The larger physical distance also resulted in some virtual team meetings drifting between topics particularly in the beginning of the meetings. For some, this meant that the degree of social interaction with team members in virtual meetings acts to compensate some of the office talk: “(…) sometimes the morning meeting can run like 45 minutes, it’s just because we chat about whatever, like non work related. But I do think it’s very very very important cause people don’t have that social (…).” For others, the meetings tended to have less small talk and were instead more structured and time bound. An example of this is cited by an employee: “I think we are quite structured in our meetings, like we’re always quite efficient and concerned about the time we spend on meetings. Like we always have an agenda (…).”

This is also supported by the observation data that meetings that start with an agenda, which is followed throughout the meeting, rarely exceed the time planned. Here, the degree of non-work-related communication between team members was also limited and lasted for only a couple of minutes before they continued with the agenda.

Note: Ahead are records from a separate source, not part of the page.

PR #443, opened 2019-04-16
MappingConfiguration add a method get TypeDefinition

SarcoZ:
/// <summary>
        /// If defined, returns the mapping for POCO type T, otherwise returns null.
        /// </summary>
        public ITypeDefinition Get<T>()
        {
            ITypeDefinition existingMapping;
            _typeDefinitions.TryGetItem(typeof(T), out existingMapping);

            return existingMapping;
        }

above is ok,hope add a method to check a type has ITypeDefinition

public ITypeDefinition Get(Type type)
        {
            ITypeDefinition existingMapping;
            _typeDefinitions.TryGetItem(type, out existingMapping);

            return existingMapping;
        }

then 

/// <summary>
        /// If defined, returns the mapping for POCO type T, otherwise returns null.
        /// </summary>
        public ITypeDefinition Get<T>()
        {
            return Get(typeof(T));
        }

### DIFF
--- a/build.yaml
+++ b/build.yaml
@@ -68,7 +68,7 @@ build:
           msbuild /p:Configuration=Release /v:m /p:DynamicConstants=LINUX src/Cassandra.sln
 
           # Run the tests
-          mono ./testrunner/NUnit.ConsoleRunner.3.6.1/tools/nunit3-console.exe src/Cassandra.IntegrationTests/bin/Release/net452/Cassandra.IntegrationTests.dll --where:cat=short --labels=All --result:"TestResult_nunit3.xml" || error=true
+          mono ./testrunner/NUnit.ConsoleRunner.3.6.1/tools/nunit3-console.exe src/Cassandra.IntegrationTests/bin/Release/net452/Cassandra.IntegrationTests.dll --where "cat != long && cat != memory" --labels=All --result:"TestResult_nunit3.xml" || error=true
           
           java -jar saxon/saxon9he.jar -o:TestResult.xml TestResult_nunit3.xml tools/nunit3-xunit.xslt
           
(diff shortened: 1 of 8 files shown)


joao-r-reis:
I'm very confused, you opened a PR to merge one of my commits from `master` to `3.9` that relates to a bug fix and in the description you talk about adding a method to `MappingConfiguration`. Can you double check if you opened this correctly? 

Also can you provide of a valid use case behind the method you want to add?

SarcoZ:
@joao-r-reis   I‘m sorry for that,this project open issue puzzled me, so it leads to misoperation.sorry again,

public class CassandraModelBuilder : ICassandraModelBuilder
    {
        private readonly Dictionary<Type, object> _entityModelBuilders;

        private static readonly object _syncObj = new object();

        public CassandraModelBuilder()
        {
            _entityModelBuilders = new Dictionary<Type, object>();
        }

        public CassandraContextModel Build()
        {
            var entityModels = _entityModelBuilders
                .Select(x => x.Value)
                .Cast<ICassandraEntityModel>()
                .ToImmutableDictionary(x => x.EntityType, x => x);

            foreach (var entityModel in entityModels.Values)
            {
                var map = entityModel.As<IHasTypeDefinition>().GetTypeDefinition();
                lock (_syncObj)
                {                   
                    MappingConfiguration.Global.Define(map);                  
                }
            }

            return new CassandraContextModel(entityModels);
        }

in my case ,I want which given a type that want to check if has already defined to avoid repeat defined,
thanks

joao-r-reis:
Oh so you intended to open an issue not a PR, right? We don't use github issues in this project, we use JIRA: https://datastax-oss.atlassian.net/projects/CSHARP

Are you familiar with JIRA? If you aren't I can create the issue for you.

joao-r-reis:
Ok,  closing this then.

The lack of physical presence also appears to be positive in terms of how virtual teamwork is experienced among the employees. Some employees drew attention to greater flexibility along with less distractions and interruptions by colleagues. The majority of employees stated that there was more time to focus on tasks due to the lack of informal communication:

“(…) like when you sit down you actually do stuff because there is nothing else to do. Like there is no like coffee machine or walking around with colleagues (…).” Furthermore, some employees enjoyed the calmness in the mornings, in which they can start work straight away without needing to spend time on commuting:

(…) not needing to spend like 30 minutes to commute (…), so obviously you are done when you are done, and you start kind of right away when you are ready in the morning. I also kind of like the calmness of it.